The contours of the probability function computed by independent gaussian variables are similar to the magenta circles drawn above. Yet a casual look can convince us that the contours need to be more along the lines of the contour drawn in the blue line. Thus if you focus on the point marked in green, it should ideally get flagged off as an anomaly, but given the seemingly circular contours, it in this case will not. For this enter - multivariate gaussian distribution.

So for x \epsilon \mathbb{R}^n, do not model p(x_1), p(x_2),... separately assuming them to be independent variables. Model p(x) in one go. The parameters to such computations here are \mu \epsilon \mathbb{R}^n and \Sigma \epsilon \mathbb{R}^{nxn}. Note that we have now introduced \Sigma which is the covariance matrix instead of \sigma^2 which was just a vector.

In such a case the probability function will be computed as follows :

p(x;\mu,\Sigma) = \frac{1}{(2\pi)^{n/2} |\Sigma|^{1/2}} exp(-\frac{1}{2} (x-\mu)^T \Sigma^{-1} (x - \mu))

where |\Sigma| is the determinant of \Sigma

_images/multivariate_gaussian_distribution_1.png

In the figure above it can be seen that by changing the values on the diagonal of the covariance matrix simultaneously, the contours can be made either broader or narrower.

_images/multivariate_gaussian_distribution_2.png

In this figure it can be seen that by independently changing the values on the diagonal of the covariance matrix, the contour profiles can be made to be elliptical along the horizontal and vertical axes.
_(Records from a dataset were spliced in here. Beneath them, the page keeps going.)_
PR #50, opened 2020-08-05
Customize csv quote handling

drobert:
We had a use case recently where we have an unquoted CSV to parse that contains values with quotation marks. An example might be:

```
name,age,description
John Doe,75,"Starts with Quotes" but ends without
```

The current parser assumes a field beginning with a quote is a quoted field, per RFC, but the data here doesn't reflect that and we need all quotes to be treated literally.

This PR allows for a parsing flag to treat quotes either RFC-compliant or literal.

Note: it probably could use a dedicated test. I wanted to put this up first to get some eyes on it, however.

### DIFF
--- a/csv/src/fs2/data/csv/internals/RowParser.scala
+++ b/csv/src/fs2/data/csv/internals/RowParser.scala
@@ -18,6 +18,8 @@ package data
 package csv
 package internals
 
+import cats.data.{State => _, _}
+
 private[csv] object RowParser {
 
   def pipe[F[_]](separator: Char,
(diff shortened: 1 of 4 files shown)


csv/src/fs2/data/csv/internals/RowParser.scala
```diff
@@ -18,11 +18,11 @@ package data
 package csv
 package internals
 
-import cats.data.{State => _, _}
-
 private[csv] object RowParser {
 
-  def pipe[F[_]](separator: Char)(implicit F: RaiseThrowable[F]): Pipe[F, Char, NonEmptyList[String]] = {
+  def pipe[F[_]](separator: Char,
+                 quoteHandling: QuoteHandling = QuoteHandling.Adaptive)(
```
ybasket, line 24: I guess `Adaptive` is a renaming artefact and should be `QuoteHandling.RFCCompliant`?

drobert: This is what happens when I try to refactor between meetings. Fixing these up. But yes, renamed.

satabin:
It looks good at a first sight, maybe a test case and an addition to the doc, that would be awesome.

drobert:
Put up a test

satabin:
Looks amazing, thanks a lot!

_images/multivariate_gaussian_distribution_3.png

The above figure shows, that by changing the values of \mu, the overall position of the contour profile could be moved.

_images/multivariate_gaussian_distribution_4.png

Finally the image above shows that by changing the values on the covariance matrix not on the diagonal, the contour profile changes to an elliptical shape along arbitrary axes. In fact the right most profile is probably closest to the one that we started with. And setting the non-diagonal elements of a correlation matrix to be non-zero is an admission of the fact that these elements are correlated and not independently variable.

So multivariate gaussian distribution should help us model the situation to better fit the actual behaviour of the two features x_1 and x_2 that we started out with. Thus by using the modified probability function above we can better predict anomalies when the features show some correlation within themselves.

Video 16-8: Anomaly detection using the multivariate gaussian distribution

In computing the probability function using a multivariate gaussian distribution the following could be used.

p(x;\mu,\Sigma) = \frac{1}{(2\pi)^{n/2} |\Sigma|^{1/2}} exp(-\frac{1}{2} (x-\mu)^T \Sigma^{-1} (x - \mu))

We would need to start by first computing \mu and \Sigma as follows

\mu = \frac{1}{m} \sum_{i=1}^m x^{(i)}

\Sigma = \frac{1}{m} \sum_{i=1}^m (x^{(i)} - \mu)(x^{(i)} - \mu)^T

Then compute p(x). And flag an anomaly if p(x) < \epsilon

Relationship to the original model

It turns out that gaussian distribution is simply a special case of multivariate gaussian distribution with the constraint that all the non-diagonal elements of the covariance matrix should be set to zero.

Howeever gaussian distributed still tends to be used more frequently than its multivariate cousin given that the former is computationally cheaper, and can even deal with situations where m (the training set size) is small or even less than n (the number of features). If m \leq n, multivariate gaussian distribution cannot be used since \Sigma is non-invertible. It is preferred to generally have m \geq 10 n.

Quite often (as in the case above of the two correlated features), it might still be helpful to model additional features by creating new features eg. x_1 - x_2 or \frac{x_1}{x_2} and using gaussian distribution rather then the multivariate gaussian because of the additional computation complexity or if m is not substantially larger than n.